The last thing you need is a wobble with a full stack mounted.
A good solid saw with plenty of power helps too.
Also helpful if there is no brake or only a gentle one on the spindle.

Nought wrong with a dado head sensibly used despite what most here will tell you.

MM


----------



## wizard

How can he be helped if he unwilling to say what he is trying to do, there is no way i am going to give advice on something that may be dangerous. Then there is the cost, is the motor of the right HP, is the shaft a motor shaft, if so it may be a problem. Is he planning on doing it himself? Hi might just as well have asked how long is a piece of string. I am willing to help where i can if the person wants help but not when i get a reply like that.


----------



## DennisCA

There's practically only one reason one would want a longer arbor and I suspect you know that, I preferred to just leave it unsaid because I've seen the drama that has erupted in the past on this board in those discussions.
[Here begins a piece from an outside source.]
PR #761, opened 2026-05-20
fix: clear stale signing config without key

quick-ricon:
Fix-it for #759.\n\nWhen switching from an agent with signing overrides to an agent whose signing key cannot be resolved, the original branch preserved the previous GIT_CONFIG_* signing entries. This branch appends empty/false signing overrides in the missing-key path so Git does not keep using the prior agent's key.\n\nVerification:\n- mise run test test/as/as.bats\n- MISE_CONFIG_ROOT=$PWD MISE_PROJECT_ROOT=$PWD ./.mise/tasks/test\n- bash -n .mise/tasks/as test/as/as.bats test/as/helpers.bash\n- codebase lint:mise-settings / bats-test-task / bats-test-helper / mcr-scope / or-true / shellcheck / gum-table\n- git diff --check origin/main...HEAD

But I acquiesced and told you, in a joking manner to indicate there was no hard feelings despite this stubbornness, and then you told me what I assume was "f*** you".





As for relevant information to anyone who cares, the motor is ~3.3HP and 3-phase, the arbor is not directly connected to the motor shaft but uses a drive belt, the saw is an industrial machine from 1976 and given the time it takes to spin down I don't think it has a break.
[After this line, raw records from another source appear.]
PR #762, opened 2026-05-21
fix: ignore empty variadic test args

quick-ricon:
## Summary

- skip empty parsed variadic args in the test task
- prevent older mise/usage output for the empty default from turning `mise run test` into a zero-test run

## Validation

- `mise run test as`
- `env -u usage_headless -u usage_message -u usage_model -u usage_timeout -u usage_meta -u usage_session -u usage_session_id -u usage_cwd mise run test` — 146 tests passed
- `bash -n .mise/tasks/test`
- `git diff --check origin/c0da/as-git-config-overrides...HEAD`

### DIFF
--- a/.mise/tasks/test
+++ b/.mise/tasks/test
@@ -20,6 +20,11 @@ resolved=()
 has_target=false
 
 for arg in ${args[@]+"${args[@]}"}; do
+  # Some mise versions pass the empty default for variadic args as a quoted
+  # empty string (''), which xargs parses into one empty argument. Do not treat
+  # that as the test directory target, or `mise run test` becomes a 0-test run.
+  [ -n "$arg" ] || continue
+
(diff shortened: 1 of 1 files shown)


c0da-ricon (approved):
Approved as a validation review. The change is the minimal guard Quick described: skip empty parsed variadic args before target detection, so `usage_args="''"` no longer turns the test directory into an explicit target.

Validation:
- syntax / diff: `bash -n .mise/tasks/test && git diff --check origin/c0da/as-git-config-overrides...HEAD` — passed in 0.025s
- targeted `as` tests: `mise run test as` — 28/28 passed in 29.088s
- empty-arg full-suite regression: `env usage_args="''" MISE_CONFIG_ROOT="$PWD" ./.mise/tasks/test` — 146/146 passed in 71.313s

One attempted regression command failed due my shell quoting, not the branch; reran with the `env usage_args="''"` form above.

If this where feasible I'd have a machinist do it, be nice if there was someone who had done it before and knew what it was for or about, then I wouldn't have to go hunting some local machinist (don't know anyone suitable locally), I wouldn't have issues handling such a thing online with a UK or german machinist or some other country. Of course it'd depend on what it would cost, too expensive and I might as well just keep saving for a router and build a table.

The idea I had though was if one would make it internally threaded so it'd screw onto the arbor the same way you screw on the nut, from what I saw in the older threads (and it was hard to visualize what people where talking about there) they had some different setup to achieve a diameter increase. I think my idea sounded simpler and the increase from 20 to 30mm in diameter ought to leave the arbor flange with a useful rim still, but it'd new need flanges to support the blades.


----------



## RogerP

It can be done but will need someone with a lathe and expertise. He/she might well need the shaft assemble to ensure it's concentric when fitted. It would cost quite a bit. As you inferred it's probably better to get a cheap router and make a simple table.

I've never seen such an item for sale.


----------



## MickCheese

I have no experience or expertise but just a thought, would it be possible to remake the whole assembly with a larger shaft? After all it's not part of the motor. Or is that just a stupid idea and likely to be very expensive?

I cannot help thinking that a sleeve over the existing shaft could be asking for trouble. 

Mick


----------



## wizard

Motor is big enough no problem there, all you need to do now is cut the existing thread to the full extent of the shaft, it should be a left hand thread, the extinction will have to be drilled and taped in a lathe again using a left hand thread. simples


----------



## seaco

I could possibly do this for you but I'd need some measurements and the thread size you have... I think to be on the safe side it would be an idea to add a grub screw that went through into your original arbor for added security...


----------



## DennisCA

I was hoping to avoid that to make any modification reversible. Could one use loctite or something instead, then it ought to be very firmly there. Perhaps red loctite which would require heating the part to get it off again.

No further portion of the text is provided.